Demystifying Orthotropic Material Definition

The heck with the groundhog and his weather prediction!  The NFL season recently ended in spectacular fashion and spring is right around the corner.  And spring means baseball!  With hardball season fast approaching, now is a good time to clear up the mystery of defining orthotropic material properties in SOLIDWORKS Simulation.  Why?  Well, you might want to solve a few Finite Element Analysis studies with baseball bats and if your material properties aren’t set up properly the results will be invalid.

Most of us are used to working with materials that are isotropic in nature.  Isotropic means the material properties are the same in each direction.  But an orthotropic material is unique in that material properties are dependent upon orientation.  The most common example of an orthotropic material is wood.  Other orthotropic material examples include composite laminates and some heavily processed metals.

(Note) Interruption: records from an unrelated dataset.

Issue #12828, opened 2017-12-20
Uncaught Error: Script error for: trackingCode error on every frontend page


ghost:
### Preconditions
1. Installed Magento version 2.2.2 with sample data.
2. checked in developer and production both mode.
3. Dotdigitalgroup_Email module is enabled downloaded with Magento version 2.2.2.

### Steps to reproduce
1. Open Magento home page.
2. checked browser console and getting error Uncaught Error: Script error for: trackingCode .
![screenshot_90](https://user-images.githubusercontent.com/14589296/34212307-eb18bb14-e5c1-11e7-9451-fbb57f9e25c5.png)
3. Also, this error prevents to load custom UI component grid at frontend as shown in the screenshot-
![screenshot_95](https://user-images.githubusercontent.com/14589296/34212308-ed8131e2-e5c1-11e7-88e1-8fd169aa8492.png)

### Expected result
1. No error should occur.

### Actual result
1. for every frontend page, checked browser console and getting error Uncaught Error: Script error for: trackingCode .
2. Also, this error prevents to load custom UI component grid at frontend.

magento-engcom-team:
@poojawebkul , thank you for your report.
We were not able to reproduce this issue by following the steps you provided. Please provide more detailed steps to reproduce or try to reproduce this issue on a clean installation without any extentions.

ghost:
@magento-engcom-team issue is updated please check.

Yonn-Trimoreau:
uBlock Origin extension is the source of the issue.

It blocks the trackingCode.js file before it has the time to track you down. And that seems to be justified.

Here is the content of `trackingCode.js` : 
```
define(['domReady!'], function () {
    'use strict';

    /**
     * Create script tag
     */
    function createTag() {
        var connector = document.createElement('script'),
            s = document.getElementsByTagName('script')[0];

        connector.type = 'text/javascript';
        connector.src =
            (document.location.protocol === 'https:' ? 'https://' : 'http://') + 't.trackedlink.net/_dmpt.js';
        s.parentNode.insertBefore(connector, s);
    }

    /**
     * Export/return tracking code init
     * @param {Object} trackingCode
     */
    return function (trackingCode) {
        if (trackingCode.isEnabled) {
            createTag();
        }
    };
});
```
And where does that lead to ? ==> A tracking script.. [http://t.trackedlink.net/_dmpt.js](http://t.trackedlink.net/_dmpt.js)

[...]

PR #13061, opened 2018-01-08
Fix for requireJS loading issues (for ad blockers)

Yonn-Trimoreau:
Please read https://github.com/magento/magento2/issues/12828

### Description

When uBlock (or any ad blocker) forbids `trackingCode.js` file from loading, the exception thrown by RequireJS breaks the JS execution flow, causing unexpected and random issues elsewhere on the website.

This fix catches the RequireJS script loading error, displays it in the console as is and returns true, to avoid execution flow to be broken.

1. magento/magento2#12828: Uncaught Error: Script error for: trackingCode error on every frontend page

### Manual testing scenarios

1. Install and enable uBlock Origin [Chrome/Firefox extension] on any stock Magento 2.2.2 installation
2. Open JS console, watch the issue raised (on any page)
3. Pass an order
4. Without my fix checkout would not work, since JS execution flow was broken by RequireJS script loading error

### Contribution checklist

PS: could not provide unit/integration tests since it's raised by a browser extension

### DIFF
--- a/lib/web/mage/apply/main.js
+++ b/lib/web/mage/apply/main.js
@@ -7,7 +7,7 @@ define([
     'underscore',
     'jquery',
     './scripts'
-], function (_, $, processScripts, consoleLogger) {
+], function (_, $, processScripts) {
     'use strict';
 
     var dataAttr = 'data-mage-init',
--- a/lib/web/mage/apply/main.js
+++ b/lib/web/mage/apply/main.js
@@ -6,8 +6,7 @@
 define([
     'underscore',
     'jquery',
-    './scripts',
-    'Magento_Ui/js/lib/logger/console-logger'
+    './scripts'
 ], function (_, $, processScripts, consoleLogger) {
     'use strict';
 
@@ -34,8 +33,8 @@ define([
                 $(el)[component](config);
             }
         }, function (error) {
-            consoleLogger.error(error);
-            
+            console.error(error);
+
             return true;
         });
     }
--- a/lib/web/mage/apply/main.js
+++ b/lib/web/mage/apply/main.js
@@ -32,6 +32,9 @@ define([
             } else if ($(el)[component]) {
                 $(el)[component](config);
             }
+        }, function(error) {
+            console.error(error);
+            return true;
         });
     }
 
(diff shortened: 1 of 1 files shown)


orlangur:
Is it a common practice in Magento code to call console like `console.error(error);` or maybe there is some wrapper so that console is spoiled in dev mode only?

Yonn-Trimoreau:
It seems there's a consoleLogger yes, let me fix this code style issue and integrate with the existing consoleLogger.

omiroshnichenko:
Hi, @Yonn-Trimoreau. I agree with @orlangur that we must use wrapper, but unfortunately it's located in UI module and we can't depend on modules from `lib/web`. So you can revert your code to previous commit and fix code style(you have extra whitespaces on line before return).

orlangur:
@omiroshnichenko, I've quickly grepped following code snippet

```
if (window.console && !this.element.is(this.options.defaultContainer) && $.mage.isDevMode(undefined)) {
                console.warn('This widget is intended to be attached to the body, not below.');
            }
```

should `$.mage.isDevMode` be utilized here or initial implementation is just fine?

Yonn-Trimoreau:
@omiroshnichenko Done
@orlangur I will add it if @omiroshnichenko validates your idea

omiroshnichenko:
@orlangur I also found this code snippet, but I can't found place where `isDevMode` widget initialized. Also, `consoleLogger` doesn't take into account current mode.

Yonn-Trimoreau:
@orlangur @omiroshnichenko Since this bit of code will apply to all required scripts (through `data-mage-init` exclusively), it may be interesting for production debugging purposes if we leave the error displayed in the console even if devMode is disabled.

Maybe using `console.warn(error);` when in production mode could be less "alarming" but still allow debugging easily.

omiroshnichenko:
@Yonn-Trimoreau Currently, we cannot get current mode in JS. So use `console.error`.

Yonn-Trimoreau:
@omiroshnichenko I still would like to add a check on window.console.error, as I could see in `swagger-ui.js` at line 21987 [`if ('console' in window && typeof window.console.warn === 'function') {`]. Then current PR is ok to merge after Travis has ended his job.

spectravp:
This fix does not work; manually applied to 2.2.3, Safari 11.1, Mac High Sierra

PR #13086, opened 2018-01-10
Add failsafe to items.phtml

samgranger:
### Description
We received a warning that $exist is undefined - not entirely sure what the exact scenario was but adding this as a failsafe.

I have made sure that $exist is defined (null) in the 'default' and 'other' case.

### Contribution checklist

### DIFF
--- a/app/code/Magento/Catalog/view/frontend/templates/product/list/items.phtml
+++ b/app/code/Magento/Catalog/view/frontend/templates/product/list/items.phtml
@@ -151,7 +151,7 @@ switch ($type = $block->getType()) {
 }
 ?>
 
-<?php if (isset($exist)):?>
+<?php if (isset($exist) && $exist):?>
 
     <?php if ($type == 'related' || $type == 'upsell'): ?>
         <?php if ($type == 'related'): ?>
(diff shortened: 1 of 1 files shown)


app/code/Magento/Catalog/view/frontend/templates/product/list/items.phtml
```diff
@@ -147,7 +147,11 @@ switch ($type = $block->getType()) {
     break;
 
     case 'other':
+        $exist = null;
     break;
+        
+    default:
+        $exist = null;
```
dmanners: Rather than adding the default options here what about adding an `isset` check as part of the if wrapping the content display.

dmanners (changes requested):

app/code/Magento/Catalog/view/frontend/templates/product/list/items.phtml
samgranger: Changed as requested. Your suggestion is a neater solution.

samgranger (commented):
I have removed the extra declarations for $exist and have added an isset check to the if statement as requested.

dmanners:
@samgranger thank you for the quick update. I will process this pr now.

dmanners (approved):

PR #13096, opened 2018-01-10
Magento Backend Login since 2.1.10 / 2.2 does not autocomplete passwords

driskell:
### Description
Since upgrading to 2.1.10 (even 2.2) the Backend login for Magento 2 no longer autocompletes passwords, a useful browser feature for easing login to websites by allowing significantly more complex and secure passwords to be protected under a single user password that is then protected by corporate policies that enforce complexity and rotation. It also eases the risk during the window between leavers being removed from corporate login and being removed from Magento.

It seems previously Magento tried to use autocomplete "off" to disable this feature. However, many browser vendors consider this to be "abusive" as it disables key browser features, so choose to ignore autocomplete "off" on any password fields.

> There is a general consensus within Chrome that there are no security benefits to autocomplete="off".
>
> (Reference: https://bugs.chromium.org/p/chromium/issues/detail?id=468153#c17)

This PR restores the previously functionality that allowed autocompletion of password in Magento backend login but improves it to use the new autocomplete HTML5 values `username` and `current-password`.

### Manual testing scenarios
1. Load Magento backend login, and login, no prompt is given to save password

or

1. If you previously had saved password for Magento login before upgrading, it is no longer autofilled

### Contribution checklist

### DIFF
--- a/app/code/Magento/Backend/view/adminhtml/templates/admin/login.phtml
+++ b/app/code/Magento/Backend/view/adminhtml/templates/admin/login.phtml
@@ -27,7 +27,7 @@
                        value=""
                        data-validate="{required:true}"
                        placeholder="<?= /* @escapeNotVerified */ __('user name') ?>"
-                       autocomplete="off"
+                       autocomplete="username"
                     />
             </div>
         </div>
@@ -43,7 +43,7 @@
                        data-validate="{required:true}"
                        value=""
                        placeholder="<?= /* @escapeNotVerified */ __('password') ?>"
-                       autocomplete="new-password"
+                       autocomplete="current-password"
                     />
             </div>
         </div>


miguelbalparda:
Thanks for your contribution @driskell! @piotrekkaminski I'd like to have your opinion on this one before processing it.

piotrekkaminski:
Unfortunately this still gets flagged in automated PCI scanning reports that our merchants use and they have to explain this to their QSA why this is not a problem. I don't think we can accept it until the scanning vendors get rid of this (i agree with you) incorrect practice of flagging lack of disabling autocomplete.

driskell:
@piotrekkaminski I was thinking about this and I'm happy to look at extending this PR to include an option. The default can be the current behaviour with autocomplete "off". Then there can be an option in Administration to enable autocomplete.

This would then allow both ball parks to configure to their needs, with the default erring on the side of the PCI industry. WDYT?

miguelbalparda:
Sounds like a plan @driskell! We will be treating that as a feature, so maybe it's easier to close this PR and create a new one with all the changes?

miguelbalparda:
I'll close this for now, will revisit if anything changes. Feel free to reopen the PR or create a new one @driskell!

PR #13097, opened 2018-01-10
Fixed typo in event name

dverkade:
There is a typo in a event name, changed "catelog" to "catalog". Checked complete Magento core code and the wrongly spelled "catelog" string is not found in other places, so this is safe to merge.

### DIFF
--- a/app/code/Magento/CatalogSearch/Model/Indexer/Fulltext/Action/DataProvider.php
+++ b/app/code/Magento/CatalogSearch/Model/Indexer/Fulltext/Action/DataProvider.php
@@ -204,6 +204,12 @@ class DataProvider
             /** @var \Magento\Eav\Model\Entity\Attribute[] $attributes */
             $attributes = $productAttributes->getItems();
 
+            /** @deprecated */
+            $this->eventManager->dispatch(
+                'catelogsearch_searchable_attributes_load_after',
+                ['engine' => $this->engine, 'attributes' => $attributes]
+            );
+            
             $this->eventManager->dispatch(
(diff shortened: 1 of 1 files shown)


app/code/Magento/CatalogSearch/Model/Indexer/Fulltext/Action/DataProvider.php
```diff
@@ -205,7 +205,7 @@ public function getSearchableAttributes($backendType = null)
             $attributes = $productAttributes->getItems();
 
             $this->eventManager->dispatch(
-                'catelogsearch_searchable_attributes_load_after',
+                'catalogsearch_searchable_attributes_load_after',
```
ishakhsuvarov: While this change is perfectly valid, 3-rd party extensions may already be relying on this misspelled event name causing their customizations to break.
For additional reference please check [Backward Compatible Development Guide](http://devdocs.magento.com/guides/v2.2/contributor-guide/backward-compatible-development/index.html)

ishakhsuvarov (changes requested):

app/code/Magento/CatalogSearch/Model/Indexer/Fulltext/Action/DataProvider.php
dverkade: Hi @ishakhsuvarov,

Thanks for your feedback. I missed that and you are right, it should be backwards compatible. I have changed this in the new commit.

ishakhsuvarov (approved):

Issue #4136, opened 2016-04-13
Widget condition with unexpected character not preventing from saving


devhn:
## Preconditions
1. Magento 2.1

## Steps to reproduce
1. Install Magento from `community` branch.
2. Create a new widget via admin (Content -->Widgets)
3. Widget type: Catalog Products List
4. Layout update: Specific category
5. Widget options (conditions): Set product as new from date. Entered value: {TODAY}
## Expected result
1. It should display an error about unexpected character and not allow to save the widget
## Actual result
1. Upon saving the widget it display and error on frontend (attached)
2. When trying to edit the widget it displays an error on backend (attached)

This happens when using {TODAY} as a time value and not actual formatted date.
Is the {TODAY} parameter obsolete? And will there be an option to delete the widget from the administration in the future as currently there is no selection options with actions within the Widgets section?

[errors.zip](https://github.com/magento/magento2/files/216853/errors.zip)

piotrekkaminski:
internal issue MAGETWO-53440

magento-engcom-team:
@devhn, thank you for your report.
We've created internal ticket(s) MAGETWO-53440 to track progress on the issue.

vasilii-b:
I'm gonna have a look on this.

magento-engcom-team:
Hi @devhn. Thank you for your report. 
The issue has been fixed in magento/magento2#14485 by @vasilii-b in 2.2-develop branch
Related commit(s):
 - [cc1e013ff822aacccf9c8bf9c6c320f5a9f1f606](https://github.com/magento/magento2/commit/cc1e013ff822aacccf9c8bf9c6c320f5a9f1f606)
 - [ff4b005c34c541951d31691515f1e5c33c75798e](https://github.com/magento/magento2/commit/ff4b005c34c541951d31691515f1e5c33c75798e)
 - [6c87bb36a666e17ba7f993b436cea1763699be02](https://github.com/magento/magento2/commit/6c87bb36a666e17ba7f993b436cea1763699be02)
 - [1d1d061ad4eb8c664d9abf9aaa84e7b620a8dd9a](https://github.com/magento/magento2/commit/1d1d061ad4eb8c664d9abf9aaa84e7b620a8dd9a)

The fix will be available with the upcoming 2.2.8 release.

vasilii-b:
@gelanivishal skip forward port for this one

magento-engcom-team:
Hi @devhn. Thank you for your report. 
[...]

PR #14330, opened 2018-03-24
[Forwardport] Fix for Issue #4136, MAGETWO-53440

vasilii-b:
### Description
Full description in #4136.
✔️ __Added calendar initialization for Conditional Rules when a rule is created for the 1st time__

For the condition type date the datepicker was not initialized when creating new conditions.

This PR aims to solve the issue and do not allow the user to write anything to the input.

Issue described in #4136

### Manual testing scenarios
Described in #4136

### Contribution checklist

### Original PR 
https://github.com/magento/magento2/pull/14485

### DIFF
--- a/app/code/Magento/Rule/view/adminhtml/web/rules.js
+++ b/app/code/Magento/Rule/view/adminhtml/web/rules.js
@@ -220,6 +220,8 @@ define([
 
             var elem = Element.down(elemContainer, 'input.input-text');
 
+            jQuery(elem).trigger('contentUpdated');
+
             if (elem) {
                 elem.focus();
 


orlangur (changes requested):
>  Added calendar initialization for Conditional Rules when a rule is created for the 1st time
> For the condition type date the datepicker was not initialized when creating new conditions.

Please change implementation in such a way that calendar is successfully initialized via `data-mage-init` (so that whenever you add it to DOM it is auto-wired).

vasilii-b:
@orlangur I'm not sure if that's possible. Tough you may suggest me where (what module, file) does the parsing of the `data-mage-init` so I can investigate how to solve this in a better way.
As far as I know the `data-mage-init` is processed once the DOM is loaded and does not listen to any other DOM events. Please correct me if I'm wrong.

Thank you!

vasilii-b:
@orlangur nevermind, I figured it out. Please check the latest commit. Thank you!

app/code/Magento/Rule/view/adminhtml/web/rules.js
```diff
@@ -220,6 +221,8 @@ define([
 
             var elem = Element.down(elemContainer, 'input.input-text');
 
+            jQuery(elem).trigger('contentUpdated');
```
orlangur, line 223: Yeah, exactly 👍 

Looks like calendar dependency is not needed anymore, isn't it? Please squash changes into a single commit also.

orlangur (changes requested):

app/code/Magento/Rule/view/adminhtml/web/rules.js
vasilii-b: Indeed. I've removed it. Thank you!

orlangur: Parameter too, please: `+], function (jQuery, calendar) {`

 If you need any assistance with squashing, just tell me.

vasilii-b:
@orlangur changes added

orlangur:
@vasilii-b great! Changes look good to me now, there is one thing I didn't mention before - this PR is targeting `2.3-develop` while we should deliver every contribution into `2.2-develop` first.

Could you please apply similar changes to `2.2-develop` in separate PR and I'll process them both instantly then.

vasilii-b:
@orlangur please see separated request https://github.com/magento/magento2/pull/14485
Thank you a lot for help!

vasilii-b:
Hi @orlangur, can you please update me why this is on `on hold` ?

sidolov:
Hi @vasilii-b , I'm closing this PR because original PR was closed due to inactivity. 

PR #14333, opened 2018-03-24
Registry deprecation

vkublytskyi:
`Magento\Framework\Registry` abused in Magento 2 and used to pass variables through the system. Such approach leads to an implicit temporal coupling which causes bugs and complicates system evolving. To explicitly communicate that Registry usage should be counted as bad practice this `Magento\Framework\Registry` will be deprecated since 2.3.0 release.

### DIFF
--- a/lib/internal/Magento/Framework/Registry.php
+++ b/lib/internal/Magento/Framework/Registry.php
@@ -8,7 +8,11 @@ namespace Magento\Framework;
 /**
  * Registry model. Used to manage values in registry
  *
+ * Registry usage as a shared service introduces temporal, hard to detect coupling into system.
+ * It's usage should be avoid. Use service classes or data providers instead.
+ *
  * @api
+ * @deprecated
  */
 class Registry
 {
@@ -24,6 +28,8 @@ class Registry
      *
      * @param string $key
      * @return mixed
+     *
+     * @deprecated
      */
     public function registry($key)
     {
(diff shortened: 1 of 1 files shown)


lib/internal/Magento/Framework/Registry.php
```diff
@@ -8,7 +8,11 @@
 /**
  * Registry model. Used to manage values in registry
  *
+ * Registry usage as a shared service introduces temporal, hard to detect coupling into system.
+ * It's usage should be avoid. Use service classes or data providers instead.
```
orlangur, line 12: Some good example of service class and data provider wouldn't hurt here I believe.

orlangur (changes requested):

lib/internal/Magento/Framework/Registry.php
vkublytskyi: Service classes are any class that has no internal state and return data. If phrasing is not clear I will be thankful if you suggest more correct.

If there are would be many questions how to avoid registry usage I will describe that in Magento DevBlog post. But in general, that should be pretty obvious for Magento developers.

orlangur: Just any implementation of service class and data provider which looks good in your eyes.

Ok, probably wider explanation makes sense in release notes where this will be actually deprecated and not in code comments.

orlangur (approved):

PR #14356, opened 2018-03-25
Use `LEFT JOIN` When Checking for `null` Attributes

maxbucknell:
### Description

It is not possible to filter an EAV collection by an attribute being `null`.

* magento/magento2#14355: Impossible to Filter Collection by `null` Attribute Value

Also addresses:

* magento/magento2#14312: GraphQL `ProductFilterInput` Requires Field to be a String

### Manual testing scenarios

As addressed by the integration test, load a product collection and try to `addAttributeToFilter` and select an attribute to be `null`. This is a correct usage of the API, and the `where` clause is generated correctly, as `... WHERE ((at_special_price.value IS NULL))`.

However, without this diff, the join is an `INNER JOIN`, which automatically excludes `null` values.

### Discussion

I have chosen to add a little complexity here, by checking for a null comparison and only then selecting a `LEFT JOIN`. It would work fine to use a `LEFT JOIN` for this all the time, but I suspect that `INNER JOIN` was chosen for a reason, perhaps performance. I decided it was best to respect this decision and change as little as possible.

### Contribution checklist

### DIFF
--- a/app/code/Magento/Eav/Model/Entity/Collection/AbstractCollection.php
+++ b/app/code/Magento/Eav/Model/Entity/Collection/AbstractCollection.php
@@ -1498,6 +1498,10 @@ abstract class AbstractCollection extends AbstractDb implements SourceProviderIn
                 $condition
             );
         } else {
+            if (isset($condition['null'])) {
+                $joinType = 'left';
+            }
+
             $this->_addAttributeJoin($attribute, $joinType);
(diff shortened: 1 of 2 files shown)


magento-cicd2:
[CLA assistant check](https://cla.dev.magento.com/magento/magento2?pullRequest=14356) <br/>All committers have signed the CLA.

magento-engcom-team:
Hi @maxbucknell. Thank you for your contribution. 

PR #14371, opened 2018-03-26
comment error reporting on app/bootstrap.php

moamenmashael:
https://github.com/magento/magento2/issues/14370

error_reporting hardcoded to E_ALL

### DIFF
--- a/app/bootstrap.php
+++ b/app/bootstrap.php
@@ -7,7 +7,7 @@
 /**
  * Environment initialization
  */
-error_reporting(E_ALL);
+#error_reporting(E_ALL);
 #ini_set('display_errors', 1);
 
 /* PHP version validation */


magento-cicd2:
[CLA assistant check](https://cla.dev.magento.com/magento/magento2?pullRequest=14371) <br/>All committers have signed the CLA.

orlangur:
Hi @moamenmashael, please explain why commenting out display in next line

```
#ini_set('display_errors', 1);
```

is not enough.

moamenmashael:
This creates several issues, one of them comes from third-party payment extension, where API should return a clean result, but there was notice of undefined variable, leads to loss of sales for our client.

orlangur:
> The `error_reporting()` function won't be effective if your `display_errors` directive in `php.ini` is set to "Off", regardless of level reporting you set.

From one of the comments on php.net. Could you provide more details how a notice with `display_errors` turned off could break some flow?

xtremeperf:
For the sake of clarity...

error_reporting
This is used to set the run-time error reporting level.  It tells PHP which types (levels) of errors it can recognize and act upon.  Has nothing to do with outputting these errors to screen, log file, etc.

display_errors
This determines whether errors should be printed to the screen as part of the output or if they should be hidden from the user.

I recommend checking out PHP's documentation for error reporting here:
[http://php.net/manual/en/errorfunc.configuration.php#ini.error-reporting](http://php.net/manual/en/errorfunc.configuration.php#ini.error-reporting)

It appears to me that initializing error reporting level to E_ALL during application bootstrapping is completely appropriate in this case, and still allows customization at the system level.

orlangur:
@xtremeperf exactly 😉

orlangur:
Closing due to inactivity. Feel free to reach me out anytime later if you wish to continue work on this pull request, share your thoughts and it may be reopened.

PR #14386, opened 2018-03-27
Add checkPasswordStrength() to API

Jeroenll:
### Description
Add `checkPasswordStrength()` to API so we can extend it without making a preference. With that, I also deprecated `getMinPasswordLength()` since it isn't used anywhere else in the code.

An alternative is to move the strength check to a `PasswordStrengthValidator`. That way no update to the API is needed. Please let me know what is prefered.

1. None.

### Manual testing scenarios
1. None.

### Contribution checklist

### DIFF
--- a/app/code/Magento/Customer/Api/AccountManagementInterface.php
+++ b/app/code/Magento/Customer/Api/AccountManagementInterface.php
@@ -153,6 +153,15 @@ interface AccountManagementInterface
     public function resetPassword($email, $resetToken, $newPassword);
 
     /**
+     * Make sure that password complies with minimum security requirements.
+     *
+     * @param string $password
+     * @return void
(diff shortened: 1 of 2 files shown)


orlangur:
Hi @JeroenVanLeusden,

> An alternative is to move the strength check to a PasswordStrengthValidator

We went this way in https://github.com/magento/magento2/pull/14088 already, I will consider marking `PasswordStrengthCheckerInterface` as `@api`. Would be nice if you look into this PR really quickly to check if it covers your case.

> Please let me know what is prefered.

Generally, it is not a good idea to bloat interfaces especially when there is some distinct responsibility which can be moved into separate class. Usually interface is extended only when something was overlooked when it was introduced.

Thanks for collaboration!

PR #14411, opened 2018-03-28
Returning relative paths for validation.xml files

DanCarlyon:
### Description
There is a bug in the `Magento\Framework\Validator` package which means that certain actions, for example saving a customer, will intermittently fail on multi-web server Magento environments which use different web roots per-web server but a single, shared cache instance. The bug is caused by Magento saving *absolute* paths to certain configuration files in the cache, as absolute paths will not be consistent between servers which have different web roots

With this change we now save the relative paths to Validation.xml configuration files. We recently faced an issue on a multi server setup where the paths to Magento were different.

|Server|Magento Root Path|
|------|-------------------------|
|Server 1|`/var/www/vhosts/server1/httpdocs/`|
|Server 2|`/var/www/vhosts/server2/httpdocs/`|
|Server 3|`/var/www/vhosts/server3/httpdocs/`|

By saving the paths relative to the Magento root in the cache we can prepend the Magento root path to the url to return the absolute urls without changing any functionality, the only thing we are changing is what is saved in the cache.

N/A

### Manual testing scenarios
Multi-server required with different web roots with a shared cache instance.
1. Log into the admin
2. Save a customer, this is when this method get's called
3. Saving should still work correctly without any exception being thrown

### Contribution checklist

### DIFF
--- a/lib/internal/Magento/Framework/Validator/Factory.php
+++ b/lib/internal/Magento/Framework/Validator/Factory.php
@@ -11,11 +11,8 @@
 namespace Magento\Framework\Validator;
 
 use Magento\Framework\Cache\FrontendInterface;
-use Magento\Framework\Module\Dir\Reader;
-use Magento\Framework\ObjectManagerInterface;
 use Magento\Framework\App\Filesystem\DirectoryList;
 use Magento\Framework\Config\FileIteratorFactory;
-use Magento\Framework\Phrase;
 
 class Factory
 {
@@ -23,7 +20,7 @@ class Factory
     const CACHE_KEY = __CLASS__;
 
     /**
-     * @var ObjectManagerInterface
+     * @var \Magento\Framework\ObjectManagerInterface
      */
     protected $_objectManager;
 
@@ -40,7 +37,7 @@ class Factory
     private $isDefaultTranslatorInitialized = false;
 
     /**
-     * @var Reader
+     * @var \Magento\Framework\Module\Dir\Reader
      */
     private $moduleReader;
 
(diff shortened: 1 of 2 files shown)


david-fuehr:
In our multi node setup the same error occurred and for example prevented a successful checkout and customer registration.

As the method `\Magento\Framwork\Validator\Factory::_initializeConfigList()` determines which files should be loaded and only stores the absolute file paths (not the file contents), I would suggest to just skip caching rather than trying to sanitize file paths.

```PHP
    /**
     * Init cached list of validation files
     */
    protected function _initializeConfigList()
    {
        if (!$this->_configFiles) {
            $this->_configFiles = $this->moduleReader->getConfigurationFiles('validation.xml');
        }
    }
```

@DanCarlyon what do you think?

DanCarlyon:
@david-fuehr Not sure if it's wise to bypass the caching 🤔 It's there for a reason. The patch in this PR works (Our production site has had it live now since March and no longer has the problem) I just need to sort the unit tests out.

david-fuehr:
I think both versions do the job - but allow me some thoughts on this fix:

I looked through your changes and think that the solution works good when the file names are stored in cache. It should save some execution time assembling the absolute path rather than searching the files in the module directories.
When you first determine the files and iterate over them to modify the path, you introduce some string operations and also read the file content (calling the method `\Magento\Framework\Config\FileIterator::current` on each element). The result is not cached and thus read again when the file list is iterated the next time, so this operation seems more expensive.

Also, in each case - cached or not, the file contents are read and merged in every request (see method `\Magento\Framework\Validator\Config::_merge` - inherited from parent). So for me the advantage of caching the file names and not the merged content is not clear.
When I look through the core files, the method `\Magento\Framework\Module\Dir\Reader::getConfigurationFiles` is called several times. I found no second occurrence, where the file paths but not the content is cached. In many cases it seems, as though the content is not cached at all.

ishakhsuvarov:
Hi @DanCarlyon 
Unfortunately, we can not accept fixes to the 2.1-develop branch which are not yet part of 2.2 and 2.3
We are closing this PR now, please feel free to submit relevant fix to the newer versions first.

Thank you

For an isotropic material model, you could use hand calculations to calculate elongation (δ=P*L/E*A) and bending (δ=P*L^3/3*E*I).  If you only consider elongation, the hand calculation for an orthotropic material will closely match that of an isotropic material if the elastic modulus along the (orthotropic) longitudinal axis is equal to the Isotropic material elastic modulus.  The bending calculations for an orthotropic material, however, are more complex.  Rather than bore you with additional formulae, let’s look at setting up and understanding the orthotropic material definition in SOLIDWORKS Simulation.

Let’s consider a square profile cantilever beam that is 10 mm wide and 100 mm in length.  I’m making the Front plane and a reference coordinate system visible in the picture.  I will use these two types of reference geometry to demonstrate how an orthotropic material can be defined for analysis.

Defining an orthotropic material in SOLIDWORKS Simulation requires two additional steps.  First, change the material model type from Linear Elastic Isotropic to Linear Elastic Orthotropic.  Second, select a Reference Geometry entity to define material orientation.  While an isotropic material has a single value for Elastic Modulus, an orthotropic material has different values of Elastics Modulus with respect to the X, Y, and Z-axes.  Notice that Poisson’s Ratio and Shear Modulus also depend upon material orientation for an orthotropic material.  In reviewing the defined ‘Front Plane’ reference, how do you know which direction in your SOLIDWORKS CAD model corresponds to X, Y, and Z for the material model?

There is a simple rule to follow when using reference planes to define orthotropic materials.  When looking at the positive-normal side of a reference plane, the X-axis is defined from left to right as you read text.  The Y-axis orientation for is from the bottom to the top of the text.  Finally, the Z-axis of the material is out of the screen, perpendicular to the X- and Y-axes (following the right-hand rule), i.e. the positive normal of the Front Plane.  I will verify that this is true using the SOLIDWORKS Simulation Load Case Manager.

In the first Finite Element Model “Load Case Study – Plane” I chose the Front Plane as the reference.  I applied a fixed geometry at the left end of the cantilever beam and three 100N loads on the right end of the beam – a tensile load, a vertical bending load, and a horizontal bending load.  I also set up three sensors to track the maximum displacement in the X, Y, and Z directions for the study.  The results are shown in the picture below.

To verify that the simple rule for orthotropic reference planes is correct, I created a coordinate system in the SOLIDWORKS model that matches the global coordinate system of the part.  Then I copied the “Plane” study to a “Coordinate System” study, modified the orthotropic material reference, and re-solved the finite element model, again using the Load Case Manager.  The results for that study are below.  The sensors used to track displacement values are an exact match for results between the two studies.

Now that you have a handle on defining orthotropic material orientations in SOLIDWORKS Simulation, you can get to work on your baseball swing.  Even better, maybe now you’ll pay more attention and point the Louisville Slugger logo on your wooden bat towards the sky!  (Yes, there is such a thing as the ‘logo up’ rule.)  Now go make your products better with SOLIDWORKS Simulation!